Pagaaloslistoscontudinero dijo:


> En condiciones normales de ausencia de dinero o fama, una mujer como esa no se va con un hombre como Ramón...



evidentemente, eso ya lo observé yo en el hilo sobre la separación









Ramón García y Patricia Cerezo se separan


Estáis sembrados con los comentarios. Mis dieces para vosotros hijoputas! Está quedando un hilo antológico!




www.burbuja.info


----------



## Malasangre (27 Nov 2021)

Ingeniero de telecomunicaciones y Executive MBA por IESE, tiene más de 14 años de experiencia en el sector en países como Australia, China, Polonia, Reino Unido o España. Antes de llegar a Tuenti estuvo 7 años en Orange desempeñando tareas de marketing y previamente formó parte de compañías como NEC o Motorola.
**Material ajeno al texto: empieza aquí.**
Issue #1341, opened 2024-03-05
Java library changes for feature flags


amurphy-cl:
Update Java client library's `getAllFeaturedFlags` and `getFeatureFlag` methods to call POST `/featureflags`.

Use the new structure for request / response as defined in #1340

getAllFeatureFlags will internally call `POST /featureflags` with a similar structure as getAllExperimentConditions(), with userId and context, and will store the list of key strings on the client.

`getFeatureFlag` should take a string and return `true` if the flags list contains that flag key, and `false` if it is not found.

danoswaltCL:
This doesn't seem like it was done, reopening

amurphy-cl:
Closing as done.

PR #1968, opened 2024-09-19
#1341 update java client library feature flag methods

kawcl:


clientlibs/java/src/main/java/org/upgradeplatform/utils/Utils.java
```diff
@@ -20,16 +19,16 @@ public class Utils
...
-	public static final String INITIALIZE_USER= "api/v5/init";
-	public static final String SET_GROUP_MEMBERSHIP= "api/v5/groupmembership";
-	public static final String SET_WORKING_GROUP= "api/v5/workinggroup";
-	public static final String GET_ALL_EXPERIMENTS= "api/v5/assign";
-	public static final String MARK_EXPERIMENT_POINT= "api/v5/mark";
-	public static final String GET_ALL_FEATURE_FLAGS= "api/v5/featureflag";
-	public static final String LOG_EVENT= "api/v5/log";
-	public static final String SET_ALT_USER_IDS= "api/v5/useraliases";
-	public static final String ADD_MATRIC= "api/v5/metric";
+	private static final String apiVersion = "api/v5";
```
danoswaltCL, line 22: as discussed, will need to be `v6` once the v6 client controller pr is merged in.

kawcl: changed to v6. also removed a redundant request object

danoswaltCL:
i have `hasFeatureFlag` changes for TS lib coming, btw @kawcl @bcb37

clientlibs/java/src/main/java/org/upgradeplatform/responsebeans/InitializeUser.java
```diff
@@ -4,24 +4,15 @@
 import java.util.Map;
 
 public class InitializeUser {
-    private String id;
```
bcb37, line 7: The response object still has the `id` in it so this is failing when I run the request. It seems like maybe they used to be identical but now we may not be able to use the response type to define the request.

clientlibs/java/src/main/java/org/upgradeplatform/client/ExperimentClient.java
```diff
@@ -92,20 +90,20 @@ public void close() {
 
 	// Initialize user with userId
 	public void init(final ResponseCallback<InitializeUser> callbacks) {
-		InitializeUser initUser = new InitializeUser(this.userId, null, null);
+		InitializeUser initUser = new InitializeUser(null, null);
 		initializeUser(initUser, callbacks);
```
bcb37, line 94: In the `initializeUser` method, the request object is created with the response type `InitializeUser`, which should have `id` on it (but no longer does). Is it possible we need a new request bean for init?

bcb37 (dismissed):
Requests and responses differ in v6 for `ExperimentUser` (used by the two 'group' endpoints), and `InitializeUser` (used by /init). I've created new request beans for these that work locally.

danoswaltCL (approved):

PR #1972, opened 2024-09-20
If feature flag context changed, all list will be removed

Yagnik56:
In this PR the issue, when the context of the feature flag is changed from the edit modal all the segments in include/exclude lists will be removed.


zackcl:
Is this PR ready? I just tried this branch but it doesn't seem to work.

zackcl:
I tried this branch and it seems like the warning message shows up even before updating the App Context on the "Edit Feature Flag" modal. Could you please update this?

frontend/projects/upgrade/src/app/features/dashboard/feature-flags/modals/upsert-feature-flag-modal/upsert-feature-flag-modal.component.ts
```diff
@@ -152,7 +155,14 @@ export class UpsertFeatureFlagModalComponent {
 
   // Close the modal once the feature flag list length changes, as that indicates actual success
   listenForFeatureFlagGetUpdated(): void {
-    this.subscriptions.add(this.isSelectedFeatureFlagUpdated$.subscribe(() => this.closeModal()));
+    this.subscriptions.add(
+      this.isSelectedFeatureFlagUpdated$.subscribe(() => {
+        this.closeModal();
+        if (this.isContextChanged) {
+          this.router.navigate(['/featureflags']);
```
VivekFitkariwala, line 162: Why should we navigate to featureflags page?

Yagnik56:
> I tried this branch and it seems like the warning message shows up even before updating the App Context on the "Edit Feature Flag" modal. Could you please update this so that the message appears after the App Context is changed?
> 
> Also, the "Save" button sometimes remains disabled on the "Edit Feature Flag" modal even after making changes to the form. I'm not entirely sure how to reproduce this, but this happened to me after editing feature flags a few times (Let me know if you can't reproduce it, I can maybe share a video).

addressed

frontend/projects/upgrade/src/app/features/dashboard/feature-flags/modals/upsert-feature-flag-modal/upsert-feature-flag-modal.component.ts
zackcl: Can't we make the modal wait until the deletion is done before it is closed? I think the page should remain on the details page for best user experience. There's no reason to navigate to the root page after editing a feature flag on the details page.

backend/packages/Upgrade/src/api/services/FeatureFlagService.ts
```diff
@@ -350,7 +353,22 @@ export class FeatureFlagService {
...
       } = flag;
+
+      if (oldFlagDoc.context !== flagDoc.context) {
+        includeList?.forEach((list) => {
+          this.deleteList(list.segment.id, FEATURE_FLAG_LIST_FILTER_MODE.INCLUSION, user, logger);
+        });
+
+        excludeList?.forEach((list) => {
+          this.deleteList(list.segment.id, FEATURE_FLAG_LIST_FILTER_MODE.EXCLUSION, user, logger);
+        });
```
VivekFitkariwala, line 364: This should be the part of the transaction and should be deleted in a single database call. Please use await.

VivekFitkariwala (changes requested):

backend/packages/Upgrade/src/api/services/FeatureFlagService.ts
```diff
@@ -351,6 +359,27 @@ export class FeatureFlagService {
         updatedAt,
         ...flagDoc
       } = flag;
+
+      if (oldFlagDoc.context[0] !== flagDoc.context[0]) {
+        // Create delete audit logs for inclusion and exclusion lists
+        if (includeListIds.length) {
```
VivekFitkariwala, line 365: You should use transaction to add the audit logs. Use `Promise.all` for all the three operations

VivekFitkariwala (dismissed):

zackcl (dismissed):

backend/packages/Upgrade/src/api/services/FeatureFlagService.ts
```diff
@@ -405,34 +452,71 @@ export class FeatureFlagService {
...
+      }
+
+      // Use Promise.all to run all audit log saving operations concurrently
+      await Promise.all(auditLogPromises);
+    };
+
+    if (entityManager) {
+      await executeTransaction(entityManager);
+    } else {
+      await this.dataSource.transaction(async (manager) => {
```
VivekFitkariwala, line 516: You should not start a new transaction. Use the repository.

backend/packages/Upgrade/src/api/services/FeatureFlagService.ts
VivekFitkariwala: Add Promise.all for all the requests

VivekFitkariwala (changes requested):

backend/packages/Upgrade/src/api/services/FeatureFlagService.ts
RidhamShah: code updated

VivekFitkariwala (approved):

PR #1973, opened 2024-09-20
Fix/refresh issues with hashing

### LINKED ISSUE #1904: Refresh (or URL) goes to Experiment list from FF details page
Steps to reproduce:
- Navigate to the details page for a Feature Flag (or Experiment)
- Refresh the page in the browser (or copy the URL and load it in a new tab)

Expected behavior: it should display the details page.

Actual behavior: The Experiment list page is displayed.

danoswaltCL:
Fixes refresh and direct url nav issues related to changing the hash-strategy. Resolves #1904

This also goes ahead and gives a boolean environment flag for `useHashRouting`, off for the "beanstalk" builds, on for the "ecs" builds, so we can more comfortably support both the beanstalk builds as we are used to with the non-hash-looking urls and the new builds with the hash routing on.

These were the scenarios tested (for both `useHashRouting` true and false):

Suppose the route in question is: `/featureflags/detail/blahblahblah` (or any page other than `/home`, not just feature flags)

When you are logged in:
- Refresh should keep you on your page.
- Direct url navigation should open to that route directly.

When not logged in:
- If you are logged out or auth has expired when pasting in that link, you should be prompted with login page. On success, the app should open on your intended route, not `/home`
- However, if you directly log yourself out via the log out button while you are on a specific page, then log back in, the expected behavior is for the app to treat you as a fresh login and that you will in fact be redirected to `/home`. This was because it was determined that it would be odd to log out as one user, and log in as another, and be directed to a resource that the previous user was visiting.


danoswaltCL:
@shpwe @kcalvo-cli  just copying you for awareness that`useHashRouting` will be an option in the frontend environment files, but I don't think it's something that will need to be parameterized for build scripts.

zackcl (approved):

PR #1980, opened 2024-09-24
Fix the visibility of multiple-row chips and the alignment of the icon button

### LINKED ISSUE #1976: Feature Flag Inclusion & Exclusion list values chips row is not visible properly after 3rd row of chips are added
e.g "6.0"

**Describe the bug**
The scroll is not working as expected, when 3rd row of values are added, the top row is half visible. Will create a separate for anyone who wants to take that up.

**To Reproduce**
1. Go to feature flag inclusion or exclusion list
2. Create an Individual list which will take up the 3rd row of chips.
3. Scroll up to see half visible chips in the first row

**Expected behavior**
Scroll should work fine to show proper chips

https://github.com/user-attachments/assets/a7230057-b315-4ad3-8999-3d2605caa515

zackcl:
Resolves #1976


ppratikcr7 (approved):
Works as expected.

PR #1988, opened 2024-09-26
Send 400 bad request error for no user-id header in api request

### LINKED ISSUE #1987: V6 client controller should not return success response on no `User-Id` header
e.g "6.0"

**Describe the bug**
V6 client controller should not return success response on no `User-Id` header

ppratikcr7:
This resolves #1987


backend/packages/Upgrade/src/api/middlewares/UserCheckMiddleware.ts
```diff
@@ -12,8 +12,16 @@ export class UserCheckMiddleware {
   public async use(req: AppRequest, res: AppRequest, next: express.NextFunction): Promise<any> {
     try {
       const user_id = req.get('User-Id');
-      req.logger.child({ user_id });
-      req.logger.debug({ message: 'User Id is:', user_id });
+      if (!user_id) {
+        const error = new Error(`User-Id header not found.`);
+        (error as any).type = SERVER_ERROR.USER_NOT_FOUND;
```
danoswaltCL, line 17: well it's a bad request type, not really a user not found, the server has incomplete info to even try to find a user

ppratikcr7: @danoswaltCL Yeah, I was also thinking to add a new ERROR type: `MISSING_HEADER_USER_ID`. But, got an input from our playpower team to reuse existing one's. I know this is for logged in user data not found from DB. I will update this if the above type looks good to you.

ppratikcr7: Screenshot 2024-09-26 at 2 04 58 PM

danoswaltCL (approved):

ppratikcr7:
@danoswaltCL I was yet to push the commit with your requested change, just showed you that does this looks good. Will create another small PR for the same.

PR #1991, opened 2024-09-26
Send 400 bad request error for no user-id header in api request 

ppratikcr7:
Proper enum for missing `User-Id` in request header.


zackcl (approved):

zackcl:
QA: Passed.

It looks like, currently, we allow passing a user ID for /api/v6/init in either the body or the header of the request, whereas we don't allow passing the user ID in the body for /api/v6/featureflag and /api/v6/assign. Is this expected behavior, or should we not allow passing a user ID in the body for consistency? @ppratikcr7 please create a ticket.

(Pues ojo, porque tiene perfil de forero)


----------



## Billy Fockabocas (27 Nov 2021)

DERROYED


----------



## Billy Fockabocas (27 Nov 2021)

De esa actitud de ella hacia a el se desprende que ya le estaba poniendo una señora cornamenta en el momento de hacerse la foto.


----------



## toroloco (27 Nov 2021)

Las cosas del directo. La gente dice lo que piensa y otros se enfadan porque no escuchan lo que les gustaría oir.


----------



## luisgarciaredondo (27 Nov 2021)

Volverán.

A esta tipa le queda el tiempo justo de darse un par de últimas alegrías con el maromo que se ha buscado. Con ese perfil el tipo está con la abuela porque son polvos facilones y gratificantes, a parte de las lentejas. Pero ya me dirás tú que hace con ella cuando ni el botox, ni el físico ya den más de sí. Aún más cuando podría optar facilmente a una pija treintañera de buena familia y aún fértil.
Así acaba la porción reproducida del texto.